PR #1762, opened 2023-01-11
RSDK-1059 Add ParallelProjectionOntoXZwithRobotMarker for SLAM visualizations

jeremyhyde-viam:
This PR creates an image from a pcd by projecting it onto the XZ plane. A red mark is added to the image to denote the current robot position. 

Currently, this PR implements the basic logic for converting probability into a color, however, it is waiting on RSDK-1073 to be complete before it can be tested. Note: only cartographer will provide probability data, orbslam will rely on the default (white) color to represent its points.

JIRA Ticket: [RSDK-1059](https://viam.atlassian.net/browse/RSDK-1059)

Image:
image

[RSDK-1059]: https://viam.atlassian.net/browse/RSDK-1059?atlOrigin=eyJpIjoiNWRkNTljNzYxNjVmNDY3MDlhMDU5Y2ZhYzA5YTRkZjUiLCJwIjoiZ2l0aHViLWNvbS1KU1cifQ


rimage/transform/parallel_projection.go
```diff
@@ -95,5 +97,164 @@ func (pp *ParallelProjection) PointCloudToRGBD(cloud pointcloud.PointCloud) (*ri
...
+// projection. Currently used by slam to display a map and robot.
+type ParallelProjectionOntoXZWithRobotMarker struct {
+	robotPose *spatialmath.Pose
+}
+
+var (
+	sigmaLevel       = 7
+	imageHeight      = 1080
+	imageWidth       = 1080
+	missThreshold    = 0.44
```
jeremyhyde-viam, line 113: miss and hit thresholds from cartographer.

rimage/transform/parallel_projection.go
```diff
@@ -95,5 +97,164 @@ func (pp *ParallelProjection) PointCloudToRGBD(cloud pointcloud.PointCloud) (*ri
...
+	}
+
+	maxX := math.Min(meanX+float64(sigmaLevel)*stdevX, meta.MaxX)
+	minX := math.Max(meanX-float64(sigmaLevel)*stdevX, meta.MinX)
+	maxZ := math.Min(meanZ+float64(sigmaLevel)*stdevZ, meta.MaxZ)
+	minZ := math.Max(meanZ-float64(sigmaLevel)*stdevZ, meta.MinZ)
+
+	// Edits the max and min values to ensure the robot marker is in the image
+	var robotMarker spatialmath.Pose
+	if ppRM.robotPose != nil {
```
jeremyhyde-viam, line 150: should we error out if no robot pose exists?

rimage/transform/parallel_projection.go
```diff
@@ -95,5 +97,164 @@ func (pp *ParallelProjection) PointCloudToRGBD(cloud pointcloud.PointCloud) (*ri
...
+}
+
+// ImagePointTo3DPoint calls its equivalent in ParallelProjection.
+func (ppRM *ParallelProjectionOntoXZWithRobotMarker) ImagePointTo3DPoint(pt image.Point, d rimage.Depth) (r3.Vector, error) {
+	pp := ParallelProjection{}
+	return pp.ImagePointTo3DPoint(pt, d)
+}
+
+// getProbabilityColorFromValue returns the RGB color values based on the the probability value and defined thresholds
+// TODO (RSDK-1074): once probability values are available this function should be changed to produced desired images.
```
jeremyhyde-viam, line 212: See PR description

jeremyhyde-viam (commented):
Some addition notes

rimage/transform/parallel_projection.go
```diff
@@ -95,5 +97,169 @@ func (pp *ParallelProjection) PointCloudToRGBD(cloud pointcloud.PointCloud) (*ri
...
+	return r3.Vector{X: float64(pt.X), Y: float64(pt.Y), Z: float64(d)}, nil
+}
+
+// ParallelProjectionOntoXZWithRobotMarker allows the creation of a 2D projection of a pointcloud and robot
+// position onto the XZ plane.
+type ParallelProjectionOntoXZWithRobotMarker struct {
+	robotPose *spatialmath.Pose
+}
+
+var (
```
tessavitabile, line 109: Should these be const?

rimage/transform/parallel_projection.go
```diff
@@ -95,5 +97,169 @@ func (pp *ParallelProjection) PointCloudToRGBD(cloud pointcloud.PointCloud) (*ri
...
+	imageHeight      = 1080
+	imageWidth       = 1080
+	missThreshold    = 0.44
+	hitThreshold     = 0.53
+	voxelSize        = 1
+	robotMarkerRatio = 5
+)
+
+// PointCloudToRGBD creates an image of a pointcloud in the XZ plane, scaling the points to a standard image
+// size. It will also add a red marker to the map to represent the location of the robot.
```
tessavitabile, line 120: Can you add a comment that it produces a nil DepthMap?

rimage/transform/parallel_projection.go
tessavitabile: No, the robot pose should be optional.

rimage/transform/parallel_projection.go
```diff
@@ -95,5 +97,169 @@ func (pp *ParallelProjection) PointCloudToRGBD(cloud pointcloud.PointCloud) (*ri
...
+	sigmaLevel       = 7
+	imageHeight      = 1080
+	imageWidth       = 1080
+	missThreshold    = 0.44
+	hitThreshold     = 0.53
+	voxelSize        = 1
+	robotMarkerRatio = 5
+)
+
+// PointCloudToRGBD creates an image of a pointcloud in the XZ plane, scaling the points to a standard image
```
tessavitabile, line 119: @JohnN193, will PCDs from cartographer express their points in the XZ plane?

rimage/transform/parallel_projection.go
```diff
@@ -95,5 +97,169 @@ func (pp *ParallelProjection) PointCloudToRGBD(cloud pointcloud.PointCloud) (*ri
...
+	}
+
+	// Calculate the scale factors
+	widthScaleFactor := float64(imageWidth) / (maxX - minX)
+	heightScaleFactor := float64(imageHeight) / (maxZ - minZ)
+
+	// Add points in the pointcloud to a new image
+	color := rimage.NewImage(imageWidth, imageHeight)
+	cloud.Iterate(0, 0, func(pt r3.Vector, data pointcloud.Data) bool {
+		j := (pt.X - meta.MinX) * widthScaleFactor
```
tessavitabile, line 165: I think this should be `minX` instead of `meta.MinX`, since `minX` is the boundary of the image. This also matches what we do in orbslam. Same for Z below.

rimage/transform/parallel_projection.go
```diff
@@ -95,5 +97,169 @@ func (pp *ParallelProjection) PointCloudToRGBD(cloud pointcloud.PointCloud) (*ri
...
+		i := (pt.Z - meta.MinZ) * heightScaleFactor
+		x, y := int(math.Round(i)), int(math.Round(j))
```
tessavitabile, line 167: I think x and y are supposed to be flipped here.

rimage/transform/parallel_projection.go
```diff
@@ -95,5 +97,169 @@ func (pp *ParallelProjection) PointCloudToRGBD(cloud pointcloud.PointCloud) (*ri
...
+
+		// Adds a point to an image using the value to define the color. If no value is available,
+		// the default color of white is used.
+		if x >= 0 && x < imageWidth && y >= 0 && y < imageHeight && data != nil {
```
tessavitabile, line 171: Will `data` be non-nil for pcds from orbslam?

rimage/transform/parallel_projection.go
```diff
@@ -95,5 +97,169 @@ func (pp *ParallelProjection) PointCloudToRGBD(cloud pointcloud.PointCloud) (*ri
...
+			} else {
+				c = rimage.NewColor(255, 255, 255)
+			}
+			addPointToImage(color, image.Point{x, y}, c, voxelSize)
+		}
+		return true
+	})
+
+	// Add a red robot marker to the image
+	// TODO: Represent the orientation of the robot in its marker
```
tessavitabile, line 184: No need for this TODO, since we don't have a ticket for it (and we don't need to at this time).

rimage/transform/parallel_projection.go
```diff
@@ -95,5 +97,169 @@ func (pp *ParallelProjection) PointCloudToRGBD(cloud pointcloud.PointCloud) (*ri
...
+	if ppRM.robotPose != nil {
+		robotMarkerPoint := image.Point{
+			X: int(math.Round((robotMarker.Point().X - meta.MinX) * widthScaleFactor)),
```
tessavitabile, line 187: Same here, this should be `minX` instead of `meta.MinX`.

rimage/transform/parallel_projection.go
```diff
@@ -95,5 +97,169 @@ func (pp *ParallelProjection) PointCloudToRGBD(cloud pointcloud.PointCloud) (*ri
...
+}
+
+// RGBDToPointCloud calls its equivalent in ParallelProjection.
+func (ppRM *ParallelProjectionOntoXZWithRobotMarker) RGBDToPointCloud(
+	img *rimage.Image,
+	dm *rimage.DepthMap,
+	crop ...image.Rectangle,
+) (pointcloud.PointCloud, error) {
+	pp := ParallelProjection{}
+	return pp.RGBDToPointCloud(img, dm, crop...)
```
tessavitabile, line 203: Should this return an error instead, since we don't intend to implement this?

rimage/transform/parallel_projection.go
```diff
@@ -95,5 +97,169 @@ func (pp *ParallelProjection) PointCloudToRGBD(cloud pointcloud.PointCloud) (*ri
...
+}
+
+// ImagePointTo3DPoint calls its equivalent in ParallelProjection.
+func (ppRM *ParallelProjectionOntoXZWithRobotMarker) ImagePointTo3DPoint(pt image.Point, d rimage.Depth) (r3.Vector, error) {
+	pp := ParallelProjection{}
+	return pp.ImagePointTo3DPoint(pt, d)
```
tessavitabile, line 209: Same here, should this return an error?

rimage/transform/parallel_projection.go
tessavitabile: Maybe make another ticket to tune this? I'm worried it will get lost as part of RSDK-1074.

rimage/transform/parallel_projection.go
```diff
@@ -95,5 +97,169 @@ func (pp *ParallelProjection) PointCloudToRGBD(cloud pointcloud.PointCloud) (*ri
...
+// TODO (RSDK-1074): once probability values are available this function should be changed to produced desired images.
+func getProbabilityColorFromValue(v int) rimage.Color {
+	var r, g, b uint8
+
+	prob := float64(v) / 100.
+
+	switch {
+	case prob < missThreshold && prob >= 0:
+		b = uint8(255 * (prob / missThreshold))
+	case prob > hitThreshold && prob <= 0:
```
tessavitabile, line 223: Why is there `prob <= 0` here?

rimage/transform/parallel_projection.go
```diff
@@ -95,5 +97,169 @@ func (pp *ParallelProjection) PointCloudToRGBD(cloud pointcloud.PointCloud) (*ri
...
+		r = 255
+		b = 255
+		g = 255
+	}
+
+	return rimage.NewColor(r, g, b)
+}
+
+// Calculates the mean and standard deviation of the provided data.
+func calculateMeanAndStandardDeviation(data []float64) (float64, float64, error) {
```
tessavitabile, line 235: [opt] I don't think there's that much advantage to having this helper vs just calling the underlying functions.

rimage/transform/parallel_projection.go
```diff
@@ -95,5 +97,169 @@ func (pp *ParallelProjection) PointCloudToRGBD(cloud pointcloud.PointCloud) (*ri
...
+	}
+	stdev, err := stats.StandardDeviation(data)
+	if err != nil {
+		return 0, 0, errors.Wrap(err, "calculation of the stdev during pcd projection failed")
+	}
+	return mean, stdev, nil
+}
+
+// Adds  the point, or voxel, to the provided image.
+func addPointToImage(im *rimage.Image, p image.Point, color rimage.Color, vSize int) {
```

PROBLEM
Check each line of the records above for "think", and copy those that have it.

RESPONSE TO THIS EXERCISE
tessavitabile, line 165: I think this should be `minX` instead of `meta.MinX`, since `minX` is the boundary of the image. This also matches what we do in orbslam. Same for Z below.
tessavitabile, line 167: I think x and y are supposed to be flipped here.
tessavitabile, line 235: [opt] I don't think there's that much advantage to having this helper vs just calling the underlying functions.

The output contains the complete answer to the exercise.